I tend to agree with @CAM-Gerlach. I expect that anyone posting on here knows enough not to blindly trust pip install cgi, but given how widely used Python is, it’s easy to imagine that plenty of people will jump from import cgi to pip install cgi.

2 Likes

I know this might be asking a lot of the Steering Council, but given that these module names are of great import, perhaps they should appoint the maintainers who would control them.

1 Like

I’m not a SC member, but the impression I got from the previous PEP 594 discussion and SC comments surrounding it was that as the modules are no longer supported by the CPython and the Python core developers, it should be up to the community to self-organize and maintain one or more PyPI versions of the module in question if there’s sufficient interest in doing so, and the SC/core dev team needn’t and shouldn’t be officially involved. For example, it was initially part of the PEP proposal to maintain a separate official repo for the deprecated modules (as some suggested here), but that was later rejected. It seems to me that formally appointing a new maintainer to control the name would invoke similar concerns.

And in any case, that involves essentially the same issues as described above (having to pick a winner, confusion over whether the package is “official” or supported by the core team, long term security and maintenance implications, accidental installations, etc) for putting the PyPI admins in that position, just with the SC in its place. By contrast, it seems to me that can be avoided by just keeping the names reserved, and letting the community interested in and responsible for the old module sort things out.

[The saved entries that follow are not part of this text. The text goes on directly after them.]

PR #9856, opened 2026-06-30
perf(chainlink): incrementalize vrf_v1_random_request_logs + bound fulfilled scans in vrf_request_fulfilled_daily (x5)

a-monteiro:
Family follow-up of merged #9766 (which fixed `chainlink_polygon_vrf_request_fulfilled_daily`). Replicates that exact pattern across the remaining 5 chains: arbitrum, avalanche_c, bnb, ethereum, fantom.

Each `chainlink_<chain>_vrf_request_fulfilled_daily` aggregates an upstream `vrf_request_fulfilled` view that decodes three raw `<chain>.logs` sources (a `RandomnessRequest` request log plus the v1 and v2 fulfilled logs). The daily model's incremental `WHERE` sits above that view's per-tx GROUP BY, so the bound never reaches the log scans — every incremental run full-scans all three log streams over all history (bnb ~1,180 GB/day) to merge ~1 row/day.

The fix has two halves, mirroring #9766:

1. **`chainlink_<chain>_vrf_v1_random_request_logs` view → incremental table.** The fulfilled side can reference an arbitrarily old request, so the request key set must stay all-history; materializing it (merge on `[tx_hash, index]`, `block_time` file-skipping on the incremental harvest) means the daily reads a compact accumulated table instead of re-scanning the full `logs` for `RandomnessRequest` every run.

@brettcannon , as both a SC member and the current author of PEP 594, and also involved in discussions concerning the stdlib’s future, we’d love to hear your thoughts here!

I recommend a blanket ban on the stdlib names and encourage backports to publish under suitable names such as “backport-nntplib” etc

5 Likes

Given how core Python works it might be easier to pitch as just having the core team control these names, rather than a set of individuals.

I think the proposal would basically be to have the names of standard library modules reserved by the core team, and having users request their release if a module gets taken out.

The main question this brings, I think, is if the core should actually be the party responsible for this, as opposed to the PyPI security team, for example.

Personally, I don’t really care much about who is doing it, as long as someone is (and is a trusted party, naturally).

Could you share your reasons for this? It seems to me that it would be best to first discuss and decide on whether we want to be handing out stdlib names to third-party maintainers in the first place before getting into the weeds of who would be responsible for doing so. The central thesis of the OP (and several others here) is that the potential benefits of doing so are outweighed by the costs, and the alternative and de-facto status quo—third party community backports selecting their own third-party PyPI names—should continue instead, so it would be helpful to understand how you see things differently. Thanks!